▶ **Exercise brief**: Find the line containing "I think we can" in the records below. Copy exactly that line and each one after it, ending at the line containing "To restrict usage", and nothing more.

[Saved data entries]
PR #600, opened 2021-04-04
Replace IntentService with JobIntentService

vbuberen:
## :page_facing_up: Context
Chucker used `IntentService` for notification action to clear transactions database, which is currently deprecated.
To address this deprecation this PR replaces `IntentService` with `JobIntentService`. 

Since `JobIntentService` requires call to `enqueueWork()` function I had to use `Broadcast` and declare `BroadcastReceiver` which would call `enqueueWork()` when required.
Additionally, I had to add `WAKE_LOCK` permission for pre-Oreo devices or Chucker would crash on devices with API < 26.

## :pencil: Changes
- Switched from `IntentService` to `JobIntentService`
- Declared a `BroadcastReceiver` to receive `Clear` action events.
- Added `WAKE_LOCK` permission for pre-Oreo devices.

## :no_entry_sign: Breaking
Nothing breaking expected

No special requirements. Just try `Clear` action from some Chucker notification and everything should work.

### DIFF
--- a/library/src/main/AndroidManifest.xml
+++ b/library/src/main/AndroidManifest.xml
@@ -9,6 +9,8 @@
         </intent>
     </queries>
 
+    <uses-permission android:name="android.permission.WAKE_LOCK"/>
+
     <application>
         <activity
             android:name="com.chuckerteam.chucker.internal.ui.MainActivity"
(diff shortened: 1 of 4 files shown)


library/src/main/java/com/chuckerteam/chucker/internal/support/ClearDatabaseService.kt
```diff
@@ -1,15 +1,20 @@
...
 import com.chuckerteam.chucker.internal.data.repository.RepositoryProvider
 import kotlinx.coroutines.MainScope
 import kotlinx.coroutines.launch
 
-internal class ClearDatabaseService : IntentService(CLEAN_DATABASE_SERVICE_NAME) {
+internal class ClearDatabaseService : JobIntentService() {
     private val scope = MainScope()
 
-    override fun onHandleIntent(intent: Intent?) {
+    fun enqueueWork(context: Context, work: Intent) {
```
MiSikora, line 13: I think this should be a method on the companion object. Otherwise it is awkward to use with instantiating the service in order to enqueue work on it.

vbuberen: Agree

MiSikora (approved):

library/src/main/AndroidManifest.xml
```diff
@@ -9,6 +9,8 @@
         </intent>
     </queries>
 
+    <uses-permission android:name="android.permission.WAKE_LOCK"/>
```
koral--, line 12: Shouldn't it have android:maxSdkVersion set? PR description suggests that it is only needed for API < 26.

vbuberen: TIL - didn't know about this property.

vbuberen:
Limited max SDK for permission. Tested on different versions, including latest versions - looks like are good.

cortinico:
Sorry I arrived late to the party, the code looks great on my end 👌 
Little small note @vbuberen, the CHANGELOG needs to include this change :) Are you going to do it or should I do it?

vbuberen:
@cortinico I wanted to add it to changelogs, but later understood that this change is something that happened internally and doesn't affect our users. This is why I skipped adding it.

PR #601, opened 2021-04-04
Limit Jcenter usage

vbuberen:
## :page_facing_up: Context
Future-proofing Chucker by limiting usage of Jcenter. Most dependencies now resolved through `mavenCentral` instead. 

~~However, there was one issue with `org.jetbrains.trove4j:trove4j`, which is used by `android-lint`, so I had to add `gradlePluginPortal()` to `allprojects` section or the build process would fail for me. Not sure how it helps, considering that I couldn't find `trove4j` on Gradle portal.~~

Jcenter left only for dependencies, which can't be resolved via `mavenCentral`.

## :pencil: Changes
- Removed `jcenter` from repositories in `buildscript`.
- Added `mavenCentral` to `allprojects` section.
- (UPD: 08.04.2021) Limited usage of Jcenter only to required dependencies in `allprojects` section: `trove4j` and `kotlinx-html-jvm`

### DIFF
--- a/build.gradle
+++ b/build.gradle
@@ -40,7 +40,6 @@ buildscript {
     }
 
     repositories {
-        jcenter()
         google()
         gradlePluginPortal()
     }
@@ -71,8 +70,9 @@ allprojects {
     group = GROUP
 
     repositories {
-        jcenter()
         google()
+        mavenCentral()
+        gradlePluginPortal()
     }
 
     tasks.withType(Test) {
--- a/build.gradle
+++ b/build.gradle
@@ -72,7 +72,12 @@ allprojects {
     repositories {
         google()
         mavenCentral()
-        gradlePluginPortal()
+        jcenter {
+            content {
+                includeModule("org.jetbrains.trove4j", "trove4j")
+                includeModule("org.jetbrains.kotlinx", "kotlinx-html-jvm")
+            }
+        }
     }
 
     tasks.withType(Test) {


koral--:
> However, there was one issue with `org.jetbrains.trove4j:trove4j`, which is used by `android-lint`, so I had to add `gradlePluginPortal()` to `allprojects` section or the build process would fail for me. Not sure how it helps, considering that I couldn't find `trove4j` on Gradle portal.
> 

According to mvnrepository it can be found in spring plugins repo https://mvnrepository.com/artifact/org.jetbrains.trove4j/trove4j

vbuberen:
> According to mvnrepository it can be found in spring plugins repo https://mvnrepository.com/artifact/org.jetbrains.trove4j/trove4j

Yes, I saw that. But I wasn't able to find this thing on https://plugins.gradle.org/ (which I suppose is the place for gradlePluginPortal() ). And this is why I am curios why adding `gradlePluginPortal()` helped.

build.gradle
```diff
@@ -71,8 +70,9 @@ allprojects {
     group = GROUP
 
     repositories {
-        jcenter()
         google()
+        mavenCentral()
+        gradlePluginPortal()
```
cortinico, line 75: I'm a bit against this change, mostly because we're _polluting_ the runtime/compile dependencies with a repository that should not offer such dependencies (but only build plugins).

The reason why it worked is most likely because Gradle Portal is mirroring other repos.
I think we can add a:

```
// TODO Remove me once trove4j migrates away from JCenter.
jcenter {
    content {
        includeModule("org.jetbrains.trove4j", "trove4j")
    }
}
```

To restrict usage of `jcenter()` to only `trove4j`

MiSikora: I agree. I don't think there is a need to rush this.

vbuberen:
One more addition - not only `trove4j` is missing, but since we are using `detekt` we are losing `kotlinx-html-jvm`. 
Added it as well in the latest commit.

cortinico (approved):

cortinico:
> but since we are using `detekt` we are losing `kotlinx-html-jvm`.
> Added it as well in the latest commit.

Yup that is tracked here: https://github.com/detekt/detekt/pull/3455

vbuberen:
> Yup that is tracked here: [detekt/detekt#3455](https://github.com/detekt/detekt/pull/3455)

Yeah, checked that out already 😄

PR #602, opened 2021-04-06
Add TargetApi annotation

Goooler:
## :pencil: Changes

Add `@TargetApi` for `createShortcut()`

### DIFF
--- a/library/src/main/java/com/chuckerteam/chucker/api/Chucker.kt
+++ b/library/src/main/java/com/chuckerteam/chucker/api/Chucker.kt
@@ -1,5 +1,6 @@
 package com.chuckerteam.chucker.api
 
+import android.annotation.TargetApi
 import android.content.Context
 import android.content.Intent
 import android.content.pm.ShortcutInfo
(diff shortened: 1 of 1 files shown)


vbuberen:
Thanks for another contribution.

However, I am not sure what is the advantage of having this annotation? I haven't seen any lint warnings so far about this function.

cortinico:
Agree to what @vbuberen said

> I haven't seen any lint warnings so far about this function.

I believe that's because the method contains an if-then-else with an API Level check, so that's why Lint is not complaining.

Goooler:
> I believe that's because the method contains an if-then-else with an API Level check, so that's why Lint is not complaining.


`@RequiresApi` will make lint warning, `@TargetApi` will not, add this annotation just for attention.

MiSikora:
[Documentation](https://developer.android.com/reference/android/annotation/TargetApi) does not indicate that usage of this annotation is for attention.

It's for making Lint quiet.

> Indicates that Lint should treat this type as targeting a given API level, no matter what the project target is.

vbuberen:
This brings up to my initial question - why we need this PR? It looks like it won't bring any benefits, so I am closing it.

PR #609, opened 2021-04-13
Feature/clickable url

bilgehankalkan:
## :page_facing_up: Context
Response body sometimes can contain URL's of feature network requests, with this development user can navigate between requests. Also other URL's will be opened in browser( via Intent.VIEW action).

## :pencil: Changes
- Add new method to query previous request by url.
- Add BodyLineItemCreator to assign ClickableSpan to response body field values.

## :no_entry_sign: Breaking
- This implementation does not changes current behaviour of API.

Sample response fields are enough for testing JSON fields. To test XML fields, custom response or implementing to another library that can provide XML response is required.

### DIFF
--- a/library/src/main/java/com/chuckerteam/chucker/internal/ui/transaction/BodyLineItemCreator.kt
+++ b/library/src/main/java/com/chuckerteam/chucker/internal/ui/transaction/BodyLineItemCreator.kt
@@ -1,0 +1,43 @@
+package com.chuckerteam.chucker.internal.ui.transaction
+
+import android.text.Spannable
+import android.text.SpannableStringBuilder
+import android.text.style.ClickableSpan
+import android.view.View
+import com.chuckerteam.chucker.internal.support.Logger
+
+internal class BodyLineItemCreator(private val bodyLine: String, private val onUrlClicked: (String) -> Unit) {
+
+    fun create(): SpannableStringBuilder =
+        SpannableStringBuilder().apply {
+            append(bodyLine)
+            checkUrl { url, range ->
+                val clickableSpan = object : ClickableSpan() {
+                    override fun onClick(widget: View) {
+                        onUrlClicked(url)
+                    }
+                }
+
+                setSpan(clickableSpan, range.first, range.last + 1, Spannable.SPAN_EXCLUSIVE_EXCLUSIVE)
+            }
+        }
+
+    private fun checkUrl(link: (String, IntRange) -> Unit) {
+        val matchGroup = getValue() ?: return
+        try {
+            if (URL_MATCHER.toRegex().matches(matchGroup.value)) {
+                link.invoke(matchGroup.value, matchGroup.range)
+            }
+        } catch (ignored: IllegalStateException) {
+            Logger.info("regex not matched for bodyLine $bodyLine")
+        }
+    }
+
+    private fun getValue(): MatchGroup? = KEY_VALUE_SEPARATOR.toRegex().matchEntire(bodyLine)?.groups?.get(2)
+
+    companion object {
+
+        private const val KEY_VALUE_SEPARATOR = "(.*)?\".*\":\\s\"(.*)\"(.*)?"
+        private const val URL_MATCHER = "^(https?|ftp|file)://[-a-zA-Z0-9+&@#/%?=~_|!:,.;]*[-a-zA-Z0-9+&@#/%=~_|]"
+    }
+}
--- a/library/src/main/java/com/chuckerteam/chucker/internal/ui/transaction/BodyLineItemCreator.kt
+++ b/library/src/main/java/com/chuckerteam/chucker/internal/ui/transaction/BodyLineItemCreator.kt
@@ -40,7 +40,7 @@ internal class BodyLineItemCreator(private val bodyLine: String, private val onU
 
     companion object {
 
-        private const val KEY_VALUE_SEPARATOR = "\\s*\".*\":\\s\"(.*)\"|<.*>(.*)</.*?"
+        private const val KEY_VALUE_SEPARATOR = "\\s*\".*\":\\s\"(.*)\",?|<.*>(.*)</.*?"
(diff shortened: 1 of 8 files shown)


library/src/main/java/com/chuckerteam/chucker/internal/ui/transaction/BodyLineItemCreator.kt
```diff
@@ -0,0 +1,46 @@
...
+import android.text.Spannable
+import android.text.SpannableStringBuilder
+import android.text.style.ClickableSpan
+import android.view.View
+import com.chuckerteam.chucker.internal.support.Logger
+
+internal class BodyLineItemCreator(private val bodyLine: String, private val onUrlClicked: (String) -> Unit) {
+
+    fun create(): SpannableStringBuilder =
+        SpannableStringBuilder().apply {
```
MiSikora, line 12: You can use `buildSpannedString()` instead.

library/src/main/java/com/chuckerteam/chucker/internal/ui/transaction/BodyLineItemCreator.kt
```diff
@@ -0,0 +1,46 @@
...
+                }
+
+                setSpan(clickableSpan, range.first, range.last + 1, Spannable.SPAN_EXCLUSIVE_EXCLUSIVE)
+            }
+        }
+
+    private fun checkUrl(link: (String, IntRange) -> Unit) {
+        val matchGroup = getValue() ?: return
+        try {
+            if (URL_MATCHER.toRegex().matches(matchGroup.value)) {
```
MiSikora, line 28: Instead of matching URL by regex use something like `String.toHttpUrlOrNull()`.

library/src/main/java/com/chuckerteam/chucker/internal/ui/transaction/BodyLineItemCreator.kt
```diff
@@ -0,0 +1,46 @@
...
+                link.invoke(matchGroup.value, matchGroup.range)
+            }
+        } catch (ignored: IllegalStateException) {
+            Logger.info("regex not matched for bodyLine $bodyLine")
+        }
+    }
+
+    private fun getValue(): MatchGroup? {
+        val groups = KEY_VALUE_SEPARATOR.toRegex().matchEntire(bodyLine)?.groups.orEmpty().toList()
```
MiSikora, line 37: Create regex only once in the companion object.

library/src/main/java/com/chuckerteam/chucker/internal/ui/transaction/BodyLineItemCreator.kt
```diff
@@ -0,0 +1,46 @@
...
+        return groups.getOrNull(2) ?: groups.getOrNull(1)
+    }
+
+    companion object {
+
+        private const val KEY_VALUE_SEPARATOR = "\\s*\".*\":\\s\"(.*)\",?|<.*>(.*)</.*?"
```
MiSikora, line 43: You can avoid escaping characters by using triple quote to build the string.

library/src/main/java/com/chuckerteam/chucker/internal/ui/transaction/TransactionPayloadFragment.kt
```diff
@@ -297,6 +299,13 @@ internal class TransactionPayloadFragment :
         }
     }
 
+    private fun onBodyLineItemClicked(url: String) = lifecycleScope.launch {
+        when (val action = viewModel.onBodyLineItemClicked(url)) {
+            is Action.OpenTransaction -> TransactionActivity.start(requireContext(), action.transactionId)
+            is Action.OpenUrl -> startActivity(Intent(Intent.ACTION_VIEW).apply { data = Uri.parse(url) })
```
MiSikora, line 305: No need for `apply`. `Intent.setData()` returns `Intent`.

library/src/main/java/com/chuckerteam/chucker/internal/ui/transaction/TransactionViewModel.kt
```diff
@@ -49,14 +49,32 @@ internal class TransactionViewModel(transactionId: Long) : ViewModel() {
     fun encodeUrl(encode: Boolean) {
         mutableEncodeUrl.value = encode
     }
+
+    suspend fun onBodyLineItemClicked(url: String): Action {
+        val request = RepositoryProvider.transaction().getByUrl(url)
```
MiSikora, line 54: I'm rather hesitant about this functionality. URL by themselves are not unique. `POST`, `PUT`, `GET` and so on can use the same path. Moreover, one endpoint can be invoked multiple times and there will be many instances of it in our database and this just navigates to whichever happens to be latest.

MiSikora (commented):
Thanks for the PR but I'm rather hesitant towards the feature. I left some comments about the code but I see one major issue with this functionality. It works for some simple cases but most APIs are hidden behind authentication layer so opening it in the browser does not give anything.

library/src/main/java/com/chuckerteam/chucker/internal/ui/transaction/BodyLineItemCreator.kt
bilgehankalkan: That returns `SpannedString` and `BodyLineItem` accepts `SpannableStringBuilder`. (`TransactionBodyAdapter` uses `SpannableStringBuilder#clearSpans`)

MiSikora: Ah ok, Never mind then. :)

vbuberen:
I am also against this feature for the reason mentioned already about links being mostly hidden behind some auth or being a signed urls when we are talking about links to some content (images, videos, etc.)

MiSikora:
Thank you for the contribution but after talking about this internally we're going to close this PR due to the reasons already mentioned here.

PR #626, opened 2021-05-19
Gradle to 7.0.2

cortinico:
## :page_facing_up: Context
There has been two point releases for Gradle 7. Let's bump to the latest stable.

## :pencil: Changes
https://docs.gradle.org/7.0.2/release-notes.html


cortinico:
Seems like lint is failing as appcompat is not up-to-date 🤔 Weird that dependabot hasn't suggested it on Monday.

vbuberen (approved):

PR #834, opened 2017-12-18
Assignments to components of fields within a struct array are optimized away by the runtime optimizer

marsupial:
## Description
The following code leaves c[0].rgb[0] in an undefined state when the runtime optimizer is used:

```
struct custom { color rgb; };


custom c[1];
c[0].rgb[0] = 123;
printf("rgb: %g\n", c[0].rgb);
printf("rgb: %g\n", c[0].rgb[0]);

```
Patch add ability to have a test pass who's diff operation fails.
Fixes nothing related to the bug, but adds a test showing the behavior.

## Checklist:

### DIFF
--- a/CMakeLists.txt
+++ b/CMakeLists.txt
@@ -239,6 +239,7 @@ TESTSUITE ( and-or-not-synonyms aastep arithmetic array array-derivs array-range
             blackbody blendmath breakcont
             bug-array-heapoffsets
             bug-locallifetime bug-outputinit bug-param-duplicate bug-peep
+            bug-struct-assign
             cellnoise closure closure-array color comparison
             compile-buffer
             component-range const-array-params const-array-fill
--- a/testsuite/bug-struct-assign/ref/out.txt
+++ b/testsuite/bug-struct-assign/ref/out.txt
@@ -1,0 +1,3 @@
+Compiled test.osl -> test.oso
+c[0].rgb: 1 2 3
+(-1 2 3)  == (-1 2 3)
--- a/testsuite/bug-struct-assign/run.py
+++ b/testsuite/bug-struct-assign/run.py
@@ -1,0 +1,4 @@
+#!/usr/bin/env python
+
+command = testshade("-g 1 1 test")
+failureok = failstage2 # diff should fail, bug still exists!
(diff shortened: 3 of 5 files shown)


lgritz:
Are you already working on a solution, or just giving us the test and assuming that I'll find the fix?

I'm truly not saying that in an accusatory way... I'm very happy to jump right on fixing this, but I don't want to do the work if it's a waste because you already are in the middle of it but haven't posted a PR yet.

marsupial:
I assume nothing, so have at it!
Was trying to fix it in **olsc**, but didn't get far and realized the runtime optimizer would probably still have to be addressed in case one loaded an **oso** compiled with an older version.

lgritz:
Yeah, I'm happy to take a stab at this.

marsupial:
Good luck. In case it not too obvious already, it looked to be  generating tmps for every access and not getting the aliasing or r/w boundary right.  Which cause the runtime optimizer to think is can be elided as a useless write.

c[0].rgb[0] = 123; ->
```
const	int	$const1	0		%read{0,17} %write{2147483647,-1}
temp	color	$tmp1	%read{2147483647,-1} %write{0,0}
const	color	$const2	1 2 3		%read{1,1} %write{2147483647,-1}
temp	color	$tmp2	%read{3,3} %write{2,2}
temp	float	$tmp3	%read{4,4} %write{3,3}
temp	float	$tmp4	%read{6,6} %write{4,4}
temp	color	$tmp5	%read{2147483647,-1} %write{5,6}
code ___main___
# test.osl:10
#     c[0].rgb = color(1,2,3);
	aref		$tmp1 c.rgb $const1 	%filename{"test.osl"} %line{10} %argrw{"wrr"}
	aassign		c.rgb $const1 $const2 	%argrw{"wrr"}
# test.osl:13
#     c[0].rgb[0] = -c[0].rgb[0];
	aref		$tmp2 c.rgb $const1 	%line{13} %argrw{"wrr"}
	compref		$tmp3 $tmp2 $const1 	%argrw{"wrr"}
	neg		$tmp4 $tmp3 	%argrw{"wr"}
	aref		$tmp5 c.rgb $const1 	%argrw{"wrr"}
	compassign	$tmp5 $const1 $tmp4 	%argrw{"wrr"}
```

PR #836, opened 2017-12-18
Add named component access and swizzling operations to vector types.

marsupial:
## Description
Accessing/reordering channels via rgb/xyz selectors makes for much more readable code.
Also porting GLSL code to OSL can be quite tedious if it make extensive use of swizzling.

## Tests
**testsuite/oslc-err-swizzle**
**testsuite/swizzle**

## Checklist:

### DIFF
--- a/CMakeLists.txt
+++ b/CMakeLists.txt
@@ -296,6 +296,7 @@ TESTSUITE ( aastep allowconnect-err and-or-not-synonyms arithmetic
             struct-isomorphic-overload struct-layers
             struct-operator-overload struct-return struct-with-array
             struct-nested struct-nested-assign struct-nested-deep
+            swizzle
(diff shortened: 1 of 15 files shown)


marsupial:
Appreciate the time spent integrating the other PR's over the weeks so if these two are low priority let me know.

You had previously also expressed interest in method call syntax, but less so in swizzling.
Component access was less clear,  but there is a bit of overlap here with #839 as:
(in my opinion) `this.r` is way better than `this[0]` (which [also in my opinion] should not be legal syntax).

lgritz:
Closing. (Sorry, Roman.)

I have an independent and simpler implementation coming soon for the parts of this feature that I like (and omitting the parts I don't like from a language design perspective).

▶ **Task result**:
I think we can add a:

```
// TODO Remove me once trove4j migrates away from JCenter.
jcenter {
    content {
        includeModule("org.jetbrains.trove4j", "trove4j")
    }
}
```

To restrict usage of `jcenter()` to only `trove4j`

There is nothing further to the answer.